Differential Ca²⁺ flux responses occur in activated T helper type 1 (Th1) versus Th2 cells upon N‐methyl‐d‐aspartate receptor (NMDA‐R) stimulation. Intracellular Ca²⁺ responses in anti‐CD3/CD28‐activated Th1 and Th2 short‐term lines pre‐loaded with Ca²⁺‐sensitive dyes then stimulated with (a) 500 μm and 1 mm NMDA or (b) 40 μm quinolinic acid (QA). Date are representative of 8 and 11 experiments for Th1 and Th2 respectively in (a) for NMDA and of five Th1 and Th2 lines in (b) for QA.

Figure 5

Differential responses of T helper type 1 (Th1) versus Th2 cell lines to N‐methyl‐d‐aspartate receptor (NMDA‐R) stimulation. (a) Th1 and (b) Th2 cells were anti‐CD3/CD28 stimulated for 24 hr then NMDA (100 μm) or quinolinic acid (QA) (40 μm) was added for 24 hr after which cytokine production was determined. Median values (Wilcoxon matched pairs tests) from replicate experiments, using Th1 or Th2 cell lines derived from five independent donors for each Th phenotype are shown.

Figure 6

(a) Reduced proliferation of T‐cell receptor (TCR) ‐activated T helper type 1 (Th1) versus Th2 cell lines in the presence of N‐methyl‐d‐aspartate (NMDA). CFSE‐labelled Th1 and Th2 cells stimulated with anti‐CD3/CD28 for 24 hr then incubated with NMDA at the concentrations shown. Proliferation was determined at day 4 by flow cytometry.

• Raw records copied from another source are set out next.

PR #59, opened 2018-12-07
Migrate to AndroidX

charbgr:
Per title.

It also opens the way for: https://github.com/square/workflow/issues/51

Closes issue: https://github.com/square/workflow/issues/50, https://github.com/square/workflow/issues/66

PR #469, opened 2019-07-16
Replace support annotations with AndroidX annotations.

zach-klippenstein:
Missed this in #59.

### DIFF
--- a/kotlin/gradle.properties
+++ b/kotlin/gradle.properties
@@ -15,6 +15,7 @@
 #
 org.gradle.jvmargs='-Dfile.encoding=UTF-8'
 org.gradle.parallel=true
+android.enableJetifier=true
 android.useAndroidX=true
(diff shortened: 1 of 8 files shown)


kotlin/gradle.properties
```diff
@@ -15,6 +15,7 @@
 #
 org.gradle.jvmargs='-Dfile.encoding=UTF-8'
 org.gradle.parallel=true
+android.enableJetifier=true
```
zach-klippenstein: Something is still bringing in support annotations, this fixes that.

rjrjr: This might also fix the androidx test rule for fixing the main dispatcher if we try to use it again: I noticed that JetBrains is using a pre-AndroidX jar for some of their integration, which I think was hitting the wrong assertMainThread.

PR #473, opened 2019-07-17
Use single object for noAction instead of creating it on every call

0legg:
`WorkflowAction.noAction()` can be highly utilized across consumers, and it's not depending on any particular input or output types. We can assume having the same object across invocations is safe, and it reduces the memory footprint.

### DIFF
--- a/kotlin/workflow-core/src/main/java/com/squareup/workflow/WorkflowAction.kt
+++ b/kotlin/workflow-core/src/main/java/com/squareup/workflow/WorkflowAction.kt
@@ -46,8 +46,9 @@ interface WorkflowAction<StateT, out OutputT : Any> : (StateT) -> Pair<StateT, O
      *
      * Use this to, for example, ignore the output of a child workflow or worker.
      */
+    @Suppress("UNCHECKED_CAST")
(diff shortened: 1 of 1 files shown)


kotlin/workflow-core/src/main/java/com/squareup/workflow/WorkflowAction.kt
```diff
@@ -100,5 +101,7 @@ interface WorkflowAction<StateT, out OutputT : Any> : (StateT) -> Pair<StateT, O
       output: OutputT
     ): WorkflowAction<StateT, OutputT> =
       WorkflowAction({ "emitOutput($name, $output)" }) { Pair(it, output) }
+
+    private val NO_ACTION = WorkflowAction<Any, Any>({ "noop" }) { Pair(it, null) }
```
zach-klippenstein: Nit: Oops, I forgot to change this to "noAction" – would you mind doing that here right away? But it's not a regression, so I'm also fine merging this as-is.

0legg: 👍

PR #475, opened 2019-07-18
Fix WorkflowPool to work with ConflatedBroadcastChannel.

zach-klippenstein:
Before, the renderings stream came from a regular `Channel`, and the replay/caching
happened downstream. In the legacy integration code, this meant that when a V2 workflow emitted
an output and got cancelled, the pool would immediately see the renderings channel was closed on the next
`onWorkflowUpdate` and emit `Finished`. Now that it's backed by a `ConflatedBroadcastChannel`, it will
always emit the last-emitted value on subscription before sending the close signal. This means the
pool will always see the last state, and emit `Running`, which means the v2 workflow just gets restarted
on the next iteration. Fixed by explicitly checking the `isActive` flag on the workflow's job before
emitting `Running`.


zach-klippenstein:
Note this is merging into the release branch for 0.18.0.

PR #485, opened 2019-07-19
Update to Xcode 10.2/Swift 5.0

timdonnelly:
@davidapgar @bencochran are we ready to move to Swift 5?

Feels great to get rid of all the `import Result` lines!

### DIFF
--- a/.gitignore
+++ b/.gitignore
@@ -41,6 +41,7 @@ gen/
 # Swift Package Manager
 .build/
 Package.resolved
+.swiftpm/
 
 # CocoaPods
 Pods/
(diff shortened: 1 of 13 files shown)


davidapgar:
Ideally should stay at ReactiveSwift 5.0.0, for backward compatibility with Swift 4.2 consumer code (which supports both Swift 4.2 and Swift 5). `Result` is also compatible across both.

swift/Samples/SampleApp/Podfile.lock
```diff
@@ -1,25 +1,21 @@
 PODS:
-  - ReactiveSwift (5.0.0):
+  - ReactiveSwift (5.0.1):
```
davidapgar: This is gone on master, so you'll have to rebase to not accidentally re-add it.

davidapgar:
FYI @timdonnelly I rebased this so it can merge cleanly. Will merge when builds go green. Thanks again!

PR #490, opened 2019-07-19
DNM: Java 7 to 8, and converts non-legacy jvm tests to kotlintest.

rjrjr:
So this is what kotlintest looks like. I'm a bit freaked out for a couple of reasons:

 * `MainWorkflowTest` and a couple of others pass in the command lie but fail in the IDE with `NoSuchMethodError CompletableJob`
 * A couple of tests in `WorkflowRunnerViewModelTest` flat out fail now that really shouldn't have changed.

I'll look a little harder on Monday, but I'm wary.

### DIFF
--- a/kotlin/build.gradle
+++ b/kotlin/build.gradle
@@ -17,6 +17,7 @@ buildscript {
   ext.versions = [
       'targetSdk': 29,
       'dokka': '0.9.18',
+      'junit5': '5.5.0',
       'kotlin': '1.3.41',
       'kotlinCoroutines': '1.3.0-M2',
   ]
@@ -75,6 +76,7 @@ buildscript {
               'common': "org.jetbrains.kotlin:kotlin-test-common",
               'annotations': "org.jetbrains.kotlin:kotlin-test-annotations-common",
               'jdk': "org.jetbrains.kotlin:kotlin-test-junit",
+              'kotlintest': "io.kotlintest:kotlintest-runner-junit5:3.3.3",
               'mockito': "com.nhaarman:mockito-kotlin-kt1.1:1.5.0"
           ]
       ],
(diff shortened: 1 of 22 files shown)


kotlin/build.gradle
```diff
@@ -75,6 +76,7 @@ buildscript {
               'common': "org.jetbrains.kotlin:kotlin-test-common",
               'annotations': "org.jetbrains.kotlin:kotlin-test-annotations-common",
               'jdk': "org.jetbrains.kotlin:kotlin-test-junit",
+              'kotlintest': "io.kotlintest:kotlintest-runner-junit5:3.3.3",
```
zach-klippenstein: Are there no common modules we can use for `workflow-core`, `workflow-runtime`, etc?

kotlin/samples/tictactoe/common/src/test/java/com/squareup/sample/gameworkflow/PlayerInfoTest.kt
```diff
@@ -15,14 +15,15 @@
...
-class PlayerInfoTest {
-  @Test fun readWriteTurn() {
+class PlayerInfoTest : StringSpec({
+  "read write turn" {
     val before = PlayerInfo("able", "baker")
     val out = before.toSnapshot()
     val after = PlayerInfo.fromSnapshot(out.bytes)
-    assertThat(after).isEqualTo(before)
+
+    after shouldBe before
```
zach-klippenstein: 🤔🤔🤔

kotlin/samples/tictactoe/common/src/test/java/com/squareup/sample/gameworkflow/TakeTurnsWorkflowTest.kt
```diff
@@ -25,31 +24,31 @@ import com.squareup.sample.gameworkflow.Player.O
...
         TakeTurnsInput.newGame(PlayerInfo("higgledy", "piggledy"))
     ) {
       val (x, o) = awaitNextRendering().playerInfo
 
-      assertThat(x)
-          .isEqualTo("higgledy")
-      assertThat(o)
-          .isEqualTo("piggledy")
+      x shouldBe "higgledy"
+      o shouldBe "piggledy"
```
zach-klippenstein: I do appreciate that this reads like a children's book now.

rjrjr:
I like this even less than you do. I really don't see any benefit to the Junit4 to Junit5 switch. For me it offers a single interesting feature, the ability autoload Extensions, and I can't get that to work. Other than it's just a case of "new must be better," which I simply don't believe.

And neither Junit5 nor kotlintest get us any closer to a decent solution for cross platform testing. I think they're distractions.

kotlin/build.gradle
rjrjr: Nope. It builds strictly on Junit5.

zach-klippenstein:
The only other advantage I can think of off the top of my head is better support for parameterized tests, but we don't have an immediate need for that anyway.

PR #494, opened 2019-07-23
Publish Swift API docs as well, re-org the nav menu.

zach-klippenstein:


.buildscript/build_swift_docs.sh
```diff
@@ -0,0 +1,57 @@
...
+# gem install bundler jazzy
+
+# Usage: build_swift_docs SHA REPO_URL_OR_PATH OUTPUT_DIR SPACE_SEPARATED_SCHEMES
+function build_swift_docs() {
+    SHA=$1
+    REPO="$2"
+    OUTPUT_DIR="$(realpath "$3")"
+    SCHEMES="$4"
+    ORIG_DIR="$(pwd)"
+    DIR=swiftdocs-clone
```
rjrjr: `/tmp/swiftdocs-clone`?

.buildscript/build_swift_docs.sh
```diff
@@ -0,0 +1,57 @@
...
+        jazzy \
+            --xcodebuild-arguments "-scheme,$scheme,-workspace,SampleApp.xcworkspace" \
+            --author Square \
+            --author_url https://developer.squareup.com \
+            --github_url https://github.com/square/workflow \
+            --output "$OUTPUT_DIR/$scheme"
+    done
+
+    # Delete our temp folder.
+    cd "$ORIG_DIR"
```
rjrjr: Could just use pushd and popd

deploy_website.sh
```diff
@@ -22,11 +22,19 @@
...
+#
+# Usage deploy_website.sh SHA_OR_REF_TO_DEPLOY
 
 set -ex
 
+# Get the actual SHA, even if a ref was passed.
+SHA=$(git rev-parse $1)
 REPO="git@github.com:square/workflow.git"
-DIR=temp-clone
+DIR=mkdocs-clone
```
rjrjr: /tmp?

rjrjr: You `cd ..` in this script v. `cd $ORIG_DIR` in the other one. Be good to be consistent, and again I'd suggest pushd / popd.

mkdocs.yml
```diff
@@ -57,15 +57,21 @@ nav:
...
+  - 'API Reference':
+    - 'Kotlin':
       - 'workflow-core': 'kotlin/api/workflow-core/com.squareup.workflow/index.md'
       - 'workflow-runtime': 'kotlin/api/workflow-runtime/com.squareup.workflow/index.md'
       - 'workflow-ui-core': 'kotlin/api/workflow-ui-core/com.squareup.workflow.ui/index.md'
       - 'workflow-ui-android': 'kotlin/api/workflow-ui-android/com.squareup.workflow.ui/index.md'
       - 'workflow-testing': 'kotlin/api/workflow-testing/com.squareup.workflow.testing/index.md'
       - 'workflow-rx2': 'kotlin/api/workflow-rx2/com.squareup.workflow.rx2/index.md'
+    - 'Swift':
+      # mkdocs will warn about these not existing, that's fine, deploy_website.sh manually adds them.
```
rjrjr: Perhaps echo this reassurance before the warning shows up.

zach-klippenstein: I can't echo it from here, and I don't want to duplicate documentation everywhere. If you try fixing it, you'll see this comment.

deploy_website.sh
zach-klippenstein: Moved to pushd/popd.

.buildscript/build_swift_docs.sh
zach-klippenstein: Easier to troubleshoot if something fails if you just stay in the same directory tree.

.buildscript/build_swift_docs.sh
```diff
@@ -0,0 +1,56 @@
...
+# It requires ruby, bundler (2.x), CocoaPods, and Jazzy to build.
+# gem install bundler jazzy
+
+# Usage: build_swift_docs SHA REPO_URL_OR_PATH OUTPUT_DIR SPACE_SEPARATED_SCHEMES
+function build_swift_docs() {
+    local SHA=$1
+    local REPO="$2"
+    local OUTPUT_DIR="$(realpath "$3")"
+    local SCHEMES="$4"
+    local DIR=swiftdocs-clone
```
zach-klippenstein: These were overwriting the variables in the main deploy script because they weren't local. Bash is great.

davidapgar: (only partially trolling) Port this to python, ruby, perl, or <insert your favorite scripting language>, since any of them are generally safer to write correctly than bash?

zach-klippenstein: Yea, Python would be good. Not gonna do that right now though.

PR #495, opened 2019-07-23
Add analytics to docs site.

zach-klippenstein:


mkdocs.yml
```diff
@@ -77,3 +77,8 @@ nav:
   - 'Change Log ⏏': CHANGELOG.md
   - 'Contributing': CONTRIBUTING.md
   - 'Code of Conduct': CODE_OF_CONDUCT.md
+
+# Google Analytics. Add export WORKFLOW_GOOGLE_ANALYTICS_KEY="UA-XXXXXXXXX-X" to your ~/.bashrc
```
rjrjr: What happens if we haven't done so?

zach-klippenstein: I will add an error to the deploys cript.

zach-klippenstein: Added.

Issue #443, opened 2019-07-05
Relax restriction on using a stale `sink`


davidapgar:
The most recent update to concurrency in Workflow made sink's very strict, in only accepting a single `Action` per render pass.

Unfortunately, a lot of consumers on the UI side do not synchronously update their callbacks which will result in actions being sent to invalid sinks for fast user input (see https://github.com/square/Blueprint/issues/13 for the example in Blueprint).

This restriction should be relaxed, piping old sink's action into the new sink created in each render pass.

Additionally, should introduce a "strict" sink that has the same current restrictions.

zach-klippenstein:
What if the new rendering doesn't have a sink?

davidapgar:
If the new rendering does not declare the same type of sink, then it will still fail with a hard assert.

Issue #351, opened 2019-05-16
Discuss: Allow "input" to update for a workflow in a `ContainerViewController`/`WorkflowHost`


davidapgar:
When rendering a child workflow, the "input" (ie: the `Workflow`) is updated each time (allowing it to handle an update to its input, via `workflowDidChange`).

Currently, the root workflow hosted in a `WorkflowHost` (and `ContainerViewController`) does not provide any means to update the `Workflow` - it is just the root workflow, so the outside doesn't have a path to update the input.

We should consider adding this (I believe the Android version *does* have support for this)

zach-klippenstein:
We do, our `WorkflowHost` takes a `ReceiveChannel` (`Signal`) of inputs. Super handy because it also lets the first input be provided asynchronously, which turns out to be a pretty common use case given the way our internal integration works.

PR #496, opened 2019-07-23
[Swift] Allow reuse of sinks across render passes

davidapgar:
The UI receiving the screen or rendering from a workflow *should* synchronously update to use the newest sinks and closures on every render pass.

However, some declarative UI *may* not always update synchronously (for instance, will wait for the next render pass) which for very rapid UI originated events may result in an old sink being reused.

This change relaxes the strictness internally - as long as a subsequent render pass declares a sink of the same action type, it will be "reused" and thus proxy events from the prior sink through. If a sink of the same type is *not* declared, it will still be an error to send an action to a stale sink. This does not change the restriction for there only being a single action sent to a sink for each render pass.

Additionally, adds and `update` to `WorkflowHost` to allow the input to change (#351) as this facilitated some of the test cases (and is a current gap between the Swift and Kotlin implementations). Providing an update to the input in `ContainerViewController` will come in a followup PR.

Issue #443

### DIFF
--- a/swift/Workflow/Sources/SubtreeManager.swift
+++ b/swift/Workflow/Sources/SubtreeManager.swift
@@ -13,6 +13,9 @@ extension WorkflowNode {
         /// Sinks from the outside world (i.e. UI)
         private var eventPipes: [EventPipe] = []
 
+        /// Reusable sinks from the previous render pass
+        private var previousSinks: [ObjectIdentifier:AnyReusableSink] = [:]
+
         /// The current array of children
         private (set) internal var childWorkflows: [ChildKey:AnyChildWorkflow] = [:]
 
@@ -34,6 +37,7 @@ extension WorkflowNode {
 
             /// Create a workflow context containing the existing children
             let context = Context(
+                previousSinks: previousSinks,
                 originalChildWorkflows: childWorkflows,
                 originalChildWorkers: childWorkers)
 
@@ -52,8 +56,12 @@ extension WorkflowNode {
             /// Merge all of the signals together from the subscriptions.
             self.subscriptions = Subscriptions(eventSources: context.eventSources, eventPipe: EventPipe())
 
+            /// Captured the reusable sinks from this render pass.
+            self.previousSinks = context.sinkStore.usedSinks
+
             /// Capture all the pipes to be enabled after render completes.
             self.eventPipes = context.eventPipes
+            self.eventPipes.append(contentsOf: context.sinkStore.eventPipes)
             self.eventPipes.append(self.subscriptions.eventPipe)
 
             /// Set all event pipes to `pending`.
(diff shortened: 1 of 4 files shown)


swift/Workflow/Sources/WorkflowHost.swift
```diff
@@ -53,6 +53,19 @@ public final class WorkflowHost<WorkflowType: Workflow> {
 
     }
 
+    /// Update the input for the workflow. Will cause a render pass.
+    public func update(workflow: WorkflowType) {
+        rootNode.update(workflow: workflow)
+
+        // Treat the update as an "output" from the workflow as an external event to force a render pass.
```
zach-klippenstein: Nit: "as an" twice – intentional? Not sure how to parse.

zach-klippenstein: Does this mean that the host emits an output every time the root workflow "input" is updated?

davidapgar: Whoops. Will update to hopefully make this more readable.

davidapgar: At the `WorkflowHost` level, it "outputs" every time something in the tree changes. Sometimes that's an actual output with the `Output` type on the workflow, otherwise it's an event that includes the debugging information and is the signal that a render pass needs to occur.

swift/Workflow/Sources/SubtreeManager.swift
```diff
@@ -227,6 +240,70 @@ extension WorkflowNode.SubtreeManager {
...
+
+    fileprivate class AnyTypedSink {
+        var eventPipe: EventPipe
+
+        init() {
+            eventPipe = EventPipe()
+        }
+    }
+
+    fileprivate final class TypedSink<Action: WorkflowAction>: AnyTypedSink where Action.WorkflowType == WorkflowType {
```
bencochran: Maybe `ReusableSink` rather than `TypedSink`

swift/Workflow/Sources/SubtreeManager.swift
```diff
@@ -227,6 +240,70 @@ extension WorkflowNode.SubtreeManager {
...
+        func eventPipes() -> [EventPipe] {
+            let eventPipes = usedSinks.values.map { typedSink -> EventPipe in
+                typedSink.eventPipe
+            }
+
+            return eventPipes
+        }
+    }
+
+    fileprivate class AnyTypedSink {
```
bencochran: Consider a `/// Type-erased base class` kind of comment

swift/Workflow/Sources/SubtreeManager.swift
```diff
@@ -227,6 +240,70 @@ extension WorkflowNode.SubtreeManager {
...
+                // Create a new typed sink.
+                typedSink = TypedSink<Action>()
+            }
+
+            usedSinks[key] = typedSink
+
+            return typedSink
+        }
+
+        func eventPipes() -> [EventPipe] {
```
bencochran: nit: consider `var eventPipes: [EventPipe]`?

swift/Workflow/Sources/SubtreeManager.swift
davidapgar: Good call on the renaming, must better description of what is does, not how it happens to be used internally.

PR #497, opened 2019-07-23
Remove podfile.lock from sample app.

davidapgar:
Since it uses the local version numbers, it's
out of sync every time a release is done. Less
noise this way (and the Podfile configuration should
keep the versions such that it will build)


timdonnelly:
Ah, good call.

Also, remember that we can move all of this to Swift Package Manager once we upgrade to Xcode 11 later this year.

PR #516, opened 2019-08-02
Better errors for render tester convenience method

davidapgar:
Plumbs the file and line to convenience render tester method.

This will cause errors to be reported at the calling site (in the test case) instead of within the library (was missed on the original addition)


zach-klippenstein:
So… jealous…

PR #750, opened 2019-11-15
Add macOS support

timdonnelly:
For now this primarily marks `UIKit` code as unavailable when not compiling for iOS. The benefit today is that we can run unit tests directly on macOS.

As we add SwiftUI support in the future, a common API across Apple platforms becomes more interesting (which was the real motivation behind this PR).

### DIFF
--- a/.travis.yml
+++ b/.travis.yml
@@ -219,16 +219,16 @@ matrix:
         - bundle exec pod install
 
     - language: swift
-      name: "Swift - SPM - iOS (Xcode 11.2)"
+      name: "Swift - SPM - iOS (Xcode 11.1)"
       os: osx
-      osx_image: xcode11.2
+      osx_image: xcode11.1
       script:
         - xcodebuild -scheme "Workflow-Package" test -destination "name=iPhone 11"
 
     - language: swift
-      name: "Swift - SPM - macOS (Xcode 11.2)"
+      name: "Swift - SPM - macOS (Xcode 11.1)"
       os: osx
-      osx_image: xcode11.2
+      osx_image: xcode11.1
       script:
         - xcodebuild -scheme "Workflow-Package" test
 
--- a/.travis.yml
+++ b/.travis.yml
@@ -219,11 +219,18 @@ matrix:
         - bundle exec pod install
 
     - language: swift
-      name: "Swift - SPM (Xcode 11.1)"
+      name: "Swift - SPM - iOS (Xcode 11.2)"
       os: osx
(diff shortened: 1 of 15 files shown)


AquaGeek:
Can we add macOS to the test matrix to ensure we don't break this going forward?

Also, I'm fine landing this, but it falls into the same bucket as the SwiftUI stuff of "we don't use it internally, so support will be limited."

swift/WorkflowUI/Sources/Container/ContainerViewController.swift
```diff
@@ -13,6 +13,9 @@
  * See the License for the specific language governing permissions and
  * limitations under the License.
  */
+
+#if os(iOS)
```
bencochran: Would `#if canImport(UIKit)` be more appropriate? Not sure how the os check would behave in a Catalyst world.

timdonnelly: Oh right, it would work here.

timdonnelly:
> Can we add macOS to the test matrix to ensure we don't break this going forward?
> 
> Also, I'm fine landing this, but it falls into the same bucket as the SwiftUI stuff of "we don't use it internally, so support will be limited."

As far as I can tell the UIKit code has not materially changed since I initially committed it, so I'm not particularly worried about supporting this.

timdonnelly:
> Can we add macOS to the test matrix to ensure we don't break this going forward?

Added.

swift/WorkflowUI/Sources/Container/ContainerViewController.swift
timdonnelly: Updated.

.travis.yml
```diff
@@ -169,16 +169,16 @@ matrix:
         - bundle exec pod install
 
     - language: swift
-      name: "Swift - SPM - iOS (Xcode 11.2)"
+      name: "Swift - SPM - iOS (Xcode 11.1)"
```
zach-klippenstein: Why the downgrade?

timdonnelly: There is an issue with 11.2 that impacts SPM (it omits symbols in the compiled output when using generics in a few cases). It manifests as a crash. There are some compiler flags that I could add to work around it, but there's no real benefit to running CI on 11.2... so we can wait this one out until it's fixed in the next point release.

zach-klippenstein:
@timdonnelly Looks like your latest force-push clobbered some Travis changes?

PR #755, opened 2019-11-18
Fix RenderTester not checking worker keys.

### LINKED ISSUE #752: RenderTester doesn't assert worker keys match
If an expected worker matches but has the wrong key, it should fail the test. That does not happen.

zach-klippenstein:
Fixes #752.


zach-klippenstein:
Rebased on release branch after disabling instrumentation tests.

PR #756, opened 2019-11-18
Fix RenderTester not allowing output-less expectations to be specified after one with output.

### LINKED ISSUE #753: RenderTester will incorrectly fail on first worker expectation after a worker with an output, even if that Worker doesn't emit any outputs
Incorrectly reports that multiple workers emit.

E.g.
```kotlin
workflow.renderTester(…)
  .expectWorker(output = EmittedOutput(…))
  .expectWorker(output = null) // This one fails incorrectly.
```

As a workaround, just specify your output worker last.

zach-klippenstein:
Fixes #753.


zach-klippenstein:
Rebased on release branch after disabling instrumentation tests.

zach-klippenstein:
Both android shards passed, in the Pull Request build only a Swift shard errored, so I'm going to merge.

PR #757, opened 2019-11-18
DNM Increase timeout for emulator start, see if this fixes CI issues.

zach-klippenstein:


zach-klippenstein:
Still timed out, which makes sense given #758 showing that the emulator is failing to start. Closing.

Issue #759, opened 2019-11-18
Android CI is broken


zach-klippenstein:
The android shard for PRs over the last couple days have all been erroring out.

For now, **if you're merging a non-Kotlin/Android PR**, you should go ahead and merge if only the Android shard fails.

zach-klippenstein:
Cause is we time out waiting for the `android-wait-for-emulator` command.

Removing the run-in-background ampersand in the travis file (#758) shows the emulator command fails because it can't find a file:
```
78.43s$ emulator -verbose -avd test -no-accel -no-snapshot -no-window -no-audio -camera-back none -camera-front none -selinux permissive -qemu -m 2048
statvfs('/home/travis/.android/avd/test.avd/snapshots/default_boot/ram.img') failed: No such file or directory
emulator: ERROR: AdbHostServer.cpp:102: Unable to connect to adb daemon on port: 5037
/home/travis/.travis/functions: line 109:  4717 Segmentation fault      (core dumped) emulator -verbose -avd test -no-accel -no-snapshot -no-window -no-audio -camera-back none -camera-front none -selinux permissive -qemu -m 2048
The command "emulator -verbose -avd test -no-accel -no-snapshot -no-window -no-audio -camera-back none -camera-front none -selinux permissive -qemu -m 2048" failed and exited with 139 during .
```

zach-klippenstein:
@phoenixuprising suggested this can be caused by running out of memory.

Confirmed with @rjrjr offline, I'm going to disable instrumentation tests in CI for release branch so I can roll out some fixes, and then continue investigating on master.

zach-klippenstein:
Some ideas to try:

* [ ] Reduce memory config of emulator
  * Same error.
* [ ] Enable sudo to disable containerization (I think support for this was recently discontinued?)
  * Same error.
* [ ] Change emulator SDK version.
* [ ] Set `dist: trusty`, which is [apparently required](https://docs.travis-ci.com/user/languages/android/) even though we've (never?) done it.

zach-klippenstein:
Build is broken even on the first commit that introduced instrumentation tests: #767

zach-klippenstein:
Enabling sudo and explicitly setting the `dist` to `trusty` didn't work: #768

zach-klippenstein:
The first time we observed this issue was on [Nov 15th at 17:06, on one of @JustinDSN's builds](https://square.slack.com/archives/CE470RL5T/p1573866376162800).

[...]

PR #761, opened 2019-11-18
Split the Android instrumentation tests into their own Travis shard.

zach-klippenstein:
This allows the UI tests to fail/error independently, and hopefully allows the
tests to start without waiting for lint checks.

Hopefully makes issues like #759 easier to spot and workaround temporarily in the future.

### DIFF
--- a/.travis.yml
+++ b/.travis.yml
@@ -98,9 +98,6 @@ matrix:
         # 82 is KEYCODE_MENU. Everyone seems to send this. Does anyone know why?
         - adb shell input keyevent 82
 
-      after_success:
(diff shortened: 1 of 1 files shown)


zach-klippenstein:
Branch build finished, Android & Kotlin shard is green, only instrumentation shard is red, as expected.

zach-klippenstein:
The builds on this PR should go red, since they still try to run instrumentation tests, but only that shard should fail. If that’s the case, I will merge as-is, and then continue trying to fix instrumentation tests in their own shard.

zach-klippenstein:
Second shard finished, everything's green but UI tests. Merging.

PR #762, opened 2019-11-18
Upgrade Gradle to 6.0.1.

zach-klippenstein:
Gradle 6.0 release notes: https://docs.gradle.org/6.0/release-notes.html
Gradle 6.0.1 release notes: https://docs.gradle.org/6.0.1/release-notes.html

This depends on upgrading ktlint first (#780), the version we're currently using doesn't work with Gradle 6.


zach-klippenstein:
Probably blocked by #759 for now.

Relative proliferation indices were calculated in comparison to the proliferation index for groups lacking NMDA exposure as 100%. n = 6 experiments in total, ***P < 0·001. (b) CFSE FACS plots for representative Th1 and Th2 lines stimulated with anti‐CD3/CD28 in the presence/absence of 200 μm NMDA treatment. (c) Live cell number transition of Th1 and Th2 cell lines. Th1‐ or Th2‐driven cells obtained from five unique donors for each Th phenotype were anti‐CD3/CD28 stimulated as in (a), then incubated with 200 μm NMDA. Live cell numbers were determined by trypan blue counting at the indicated times. Paired t‐test is shown.

Figure 7

T helper type 1 (Th1) cells differ from Th2 cells in their sensitivity to cell death upon N‐methyl‐d‐aspartate receptor (NMDA‐R) ligation. Kinetic analysis of cell death among Th1 versus Th2 cells stimulated with anti‐CD3/CD28 for 24 hr then cultured as indicated with (a, b) NMDA for the period indicated plus/minus the inhibitor MK‐801 (10 mm) or (c) quinolinic acid (QA) (40 μm). The total percentage of physiological cell death was determined by adding Annexin V⁺ TO‐PRO‐3^‐ cells (early stage of apoptosis) and Annexin V⁺ TO‐PRO‐3⁺ cells (late stage of apoptosis or necrosis) at each time‐point. n = 4 independent experiments, each with unique Th1 and Th2.